Minimal DDPM on 2D Data

import torch
import torch.nn as nn
import numpy as np
import matplotlib.pyplot as plt

# --- Noise schedule ---
def linear_schedule(T=1000, beta_min=1e-4, beta_max=0.02):
    betas = torch.linspace(beta_min, beta_max, T)
    alphas = 1.0 - betas
    alpha_bars = torch.cumprod(alphas, dim=0)
    return betas, alphas, alpha_bars

T = 1000
betas, alphas, alpha_bars = linear_schedule(T)

# --- Forward process ---
def q_sample(x0, t, noise=None):
    """Add noise to x0 at timestep t."""
    if noise is None:
        noise = torch.randn_like(x0)
    ab = alpha_bars[t].unsqueeze(-1)
    return torch.sqrt(ab) * x0 + torch.sqrt(1 - ab) * noise, noise

# --- Denoising network (simple MLP for 2D) ---
class NoisePredictor(nn.Module):
    def __init__(self, data_dim=2, hidden=128, time_emb_dim=32):
        super().__init__()
        self.time_mlp = nn.Sequential(
            nn.Linear(1, time_emb_dim), nn.SiLU(),
            nn.Linear(time_emb_dim, time_emb_dim),
        )
        self.net = nn.Sequential(
            nn.Linear(data_dim + time_emb_dim, hidden), nn.SiLU(),
            nn.Linear(hidden, hidden), nn.SiLU(),
            nn.Linear(hidden, hidden), nn.SiLU(),
            nn.Linear(hidden, data_dim),
        )

    def forward(self, x, t):
        t_emb = self.time_mlp(t.float().unsqueeze(-1) / T)
        return self.net(torch.cat([x, t_emb], dim=-1))

# --- Training ---
def make_swiss_roll(n=2000):
    t = torch.linspace(0, 4 * np.pi, n)
    x = t * torch.cos(t) / (4 * np.pi)
    y = t * torch.sin(t) / (4 * np.pi)
    return torch.stack([x, y], dim=-1) + 0.02 * torch.randn(n, 2)

model = NoisePredictor()
optimizer = torch.optim.Adam(model.parameters(), lr=1e-3)
data = make_swiss_roll(5000)

for epoch in range(2000):
    idx = torch.randint(0, len(data), (256,))
    x0 = data[idx]
    t = torch.randint(0, T, (256,))
    xt, noise = q_sample(x0, t)

    pred_noise = model(xt, t)
    loss = ((pred_noise - noise) ** 2).mean()

    optimizer.zero_grad()
    loss.backward()
    optimizer.step()

    if epoch % 500 == 0:
        print(f"Epoch {epoch}: loss = {loss.item():.4f}")

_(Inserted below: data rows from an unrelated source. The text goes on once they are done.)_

PR #4703, opened 2026-02-02
Add /recycle endpoint for postgres resource

serprex:
Customers often want to be able to test their system's resilience to failovers

### DIFF
--- a/helpers/general.rb
+++ b/helpers/general.rb
@@ -120,6 +120,7 @@ class Clover < Roda
     disassociate
     disconnect
     promote
+    recycle
     remove_account
     remove_member
     reset_superuser_password
@@ -133,7 +134,7 @@ class Clover < Roda
     update_invitation
     upgrade
   ACTIONS
-  LOGGED_ACTIONS = Set.new(%w[create create_replica delete_all_cache_entries destroy promote reset_superuser_password restart restore update cancel_storage_auto_scale]).freeze
+  LOGGED_ACTIONS = Set.new(%w[create create_replica delete_all_cache_entries destroy promote recycle reset_superuser_password restart restore update cancel_storage_auto_scale]).freeze
 
   def audit_log(object, action, objects = [], project_id: @project.id)
     raise "unsupported audit_log action: #{action}" unless SUPPORTED_ACTIONS.include?(action)
--- a/routes/project/location/postgres.rb
+++ b/routes/project/location/postgres.rb
@@ -400,6 +400,26 @@ class Clover
         end
       end
 
+      r.post "recycle" do
+        authorize("Postgres:edit", pg)
+
+        if pg.representative_server.nil?
+          raise CloverError.new(400, "InvalidRequest", "No representative server available to recycle")
+        end
+
+        DB.transaction do
+          pg.representative_server.incr_recycle
+          audit_log(pg, "recycle")
+        end
+
+        if api?
+          Serializers::Postgres.serialize(pg, {detailed: true})
+        else
+          flash["notice"] = "'#{pg.name}' will be recycled soon"
+          r.redirect pg, "/settings"
+        end
+      end
+
       r.post "reset-superuser-password" do
         authorize("Postgres:edit", pg)
         handle_validation_failure("postgres/show") { @page = "settings" }
--- a/spec/routes/web/project/postgres_spec.rb
+++ b/spec/routes/web/project/postgres_spec.rb
@@ -794,6 +794,16 @@ RSpec.describe Clover, "postgres" do
         expect(page).to have_no_content "Cancel automatic storage scale-up"
       end
 
+      it "can failover PostgreSQL database" do
+        visit "#{project.path}#{pg.path}/settings"
+        expect(page).to have_content "Recycle"
+        click_button "Recycle"
+
+        expect(page).to have_flash_notice "'#{pg.name}' will be recycled soon"
+        expect(page.status_code).to eq(200)
+        expect(pg.representative_server.recycle_set?).to be true
+      end
+
       it "doesn't show reset button when does not have permissions" do
         # Give permission to view, so we can see the detail page
         AccessControlEntry.create(project_id: project_wo_permissions.id, subject_id: user.id, action_id: ActionType::NAME_MAP["Postgres:view"])
--- a/cli-commands/pg/post/recycle.rb
+++ b/cli-commands/pg/post/recycle.rb
@@ -1,0 +1,12 @@
+# frozen_string_literal: true
+
+UbiCli.on("pg").run_on("recycle") do
+  desc "Request recycle of primary"
+
+  banner "ubi pg (location/pg-name | pg-id) recycle"
+
+  run do
+    id = sdk_object.recycle.id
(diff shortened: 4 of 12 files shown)


routes/project/location/postgres.rb
```diff
@@ -371,8 +371,23 @@ class Clover
...
+          pg.representative_server.incr_recycle
+          audit_log(pg, "failover")
+        end
+
+        Serializers::Postgres.serialize(pg, {detailed: true})
+      end
+
       r.post "reset-superuser-password" do
-        authorize("Postgres:view", pg)
+        authorize("Postgres:edit", pg)
```
furkansahin, line 424: this is a good change but since it is not related, can you move it to a different commit?

furkansahin (approved):

routes/project/location/postgres.rb
jeremyevans: I'm in favor of this change, but I think I can understand why it was `view` and not `edit` previously. The truth is if the user can view the connection information, they can see the current superuser password, and they can log into the database and then change the password for the database as they are the database superuser. However, since this affects other current servers and future servers, I agree `edit` is more appropriate.

helpers/general.rb
```diff
@@ -117,6 +117,7 @@ def default_headers
     detach_vm
     disassociate
     disconnect
+    failover
```
jeremyevans: Should probably be added to `LOGGED_ACTIONS` as well.

routes/project/location/postgres.rb
```diff
@@ -371,6 +371,21 @@ class Clover
...
+        if pg.representative_server.nil?
+          raise CloverError.new(400, "InvalidRequest", "No representative server available for failover")
+        end
+
+        DB.transaction do
+          pg.representative_server.incr_recycle
+          audit_log(pg, "failover")
+        end
+
+        Serializers::Postgres.serialize(pg, {detailed: true})
```
jeremyevans: This is only valid for an API response, not for a web response. The route doesn't appear to be limited to API requests. Unless there is a good reason not to add a web UI for this, I would add one, and change this route to handle web requests (`handle_validation_failure`, `flash["notice"]`, `r.redirect`).

spec/routes/api/cli/pg/failover_spec.rb
```diff
@@ -0,0 +1,17 @@
...
+  before do
+    expect(Config).to receive(:postgres_service_project_id).and_return(@project.id).at_least(:once)
+    cli(%w[pg eu-central-h1/test-pg create -s standard-2 -S 64])
+    @pg = PostgresResource.first
+  end
+
+  it "failover primary of postgres database" do
+    expect(Semaphore.where(strand_id: @pg.servers.first.id, name: "recycle")).to be_empty
+    expect(cli(%w[pg eu-central-h1/test-pg failover])).to eq "Failover requested for PostgreSQL database with id #{@pg.ubid}\n"
+    expect(Semaphore.where(strand_id: @pg.servers.first.id, name: "recycle")).not_to be_empty
```
jeremyevans: For new specs, I think we prefer using `change` for this type of check:

```suggestion
    expect(cli(%w[pg eu-central-h1/test-pg failover])).to eq("Failover requested for PostgreSQL database with id #{@pg.ubid}\n")
      .and change { Semaphore.where(strand_id: @pg.servers.first.id, name: "recycle").count }.from(0).to(1)
```

routes/project/location/postgres.rb
```diff
@@ -371,8 +371,23 @@ class Clover
         end
       end
 
+      r.post "failover" do
+        authorize("Postgres:edit", pg)
+
```
jeremyevans, line 405: We should only allow failover for HA resources.  If the resource is not HA, I'm not sure how failover could work. We should raise an exception in this case:

```suggestion

        if pg.ha_type == PostgresResource.ha_type_none
          raise CloverError.new(400, "InvalidRequest", "Can only request failover for high availability databases")
        end

```

jeremyevans (commented):
I agree that we should add this feature.

routes/project/location/postgres.rb
serprex: Failover on non HA brings up new standby to failover to. This can be used to test resilience to scaling ops, update packages to latest inage, or in future correct az

jeremyevans: Thank you for that information, I wasn't aware of that.

routes/project/location/postgres.rb
serprex: I couldn't tell where tests for this were, grepping for strings in restart's web response didn't bring anything up. Seems to rely on web testing which means adding button

jeremyevans: I looked for this and found our web specs for PostgreSQL restart are inadequate, to put it mildly: https://github.com/ubicloud/ubicloud/blob/b69e28281e47b83347c3b2fdfe2be4824a33a6af/spec/routes/web/project/postgres_spec.rb#L641-L647

No testing that the button even does anything, let alone testing for appropriate flash messages and page title or path after redirect.

serprex: I have used that test as an example for failover button spec

spec/routes/web/project/postgres_spec.rb
```diff
@@ -646,6 +646,14 @@ def create_minio_cluster_for_blob_storage
         expect(page.status_code).to eq(200)
       end
 
+      it "can failover PostgreSQL database" do
+        visit "#{project.path}#{pg.path}/settings"
+        expect(page).to have_content "Failover"
+        click_button "Failover"
+
+        expect(page.status_code).to eq(200)
```
jeremyevans: I know you are just copying the restart spec, but as I mentioned, it's inadequate and should be fixed. You should be testing the expected semaphore is incremented, the flash notice is as expected, and that the expected page is redirected to (either testing page title or path).

spec/routes/api/cli/pg/failover_spec.rb
serprex: Looks like rspec chokes mixing `.to eq(...).and change`

spec/routes/web/project/postgres_spec.rb
serprex: once tests are green I'll insert first commit fixing restart test & update this test accordingly

spec/routes/api/cli/pg/failover_spec.rb
jeremyevans: Sorry that I messed up the suggestion. With change, you need to use `expect {cli(...)}.to eq().and change {...}`

serprex: > You must pass an argument rather than a block to `expect` to use the provided matcher (eq "Failover requested for PostgreSQL database with id pgqp1sddt3my0kavwqz3p1z20k\n" and change `Semaphore.where(strand_id: @pg.servers.first.id, name: "recycle").count` from 0 to 1), or the matcher must implement `supports_block_expectations?`.

Fixed by folding `eq` inside `expect {}`

serprex:
@byucesoy feel like better split would be for endpoint on resource to be /failover & endpoint (which doesn't exist yet) on postgres server being /recycle

will add rename commit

# --- Sampling (reverse process) ---
@torch.no_grad()
def p_sample(model, x, t_idx):
    t = torch.full((x.shape[0],), t_idx, dtype=torch.long)
    pred_noise = model(x, t)
    alpha = alphas[t_idx]
    alpha_bar = alpha_bars[t_idx]
    mean = (1 / torch.sqrt(alpha)) * (x - (betas[t_idx] / torch.sqrt(1 - alpha_bar)) * pred_noise)
    if t_idx > 0:
        noise = torch.randn_like(x)
        return mean + torch.sqrt(betas[t_idx]) * noise
    return mean

@torch.no_grad()
def sample(model, n_samples=1000):
    x = torch.randn(n_samples, 2)
    for t in reversed(range(T)):
        x = p_sample(model, x, t)
    return x

samples = sample(model)

Exercise (45 min)

Visualize the forward process: Plot $x_t$ at $t \in \{0, 100, 300, 500, 800, 1000\}$. Show data dissolving into noise.
Schedule comparison: Implement cosine schedule. Compare $\bar{\alpha}_t$ curves. Train on the same data — which produces better samples?
Loss landscape: Log training loss per timestep bucket. Which timesteps are hardest to denoise?
Connection to Day 5 (Information Theory): Diffusion destroys information (adds entropy). Denoising recovers it. Write a paragraph connecting this to compression = prediction.

Key Takeaways

Forward process adds noise — closed-form, no learning needed
Reverse process removes noise — learned by predicting $\epsilon$
Loss = MSE on predicted noise — simple but powerful
U-Net + time conditioning is the standard architecture
$T = 1000$ steps — many small denoising steps for quality

Connection to the Thread

DDPM gives us the generative framework. But 1000 denoising steps is slow. Tomorrow: DDIM speeds this up with deterministic sampling, and classifier-free guidance lets us condition generation on text or goals. Day 76 moves diffusion to latent space (Stable Diffusion). Day 77 introduces flow matching — a simpler, faster alternative used by π₀. Then Week 12 applies all of this to robot actions.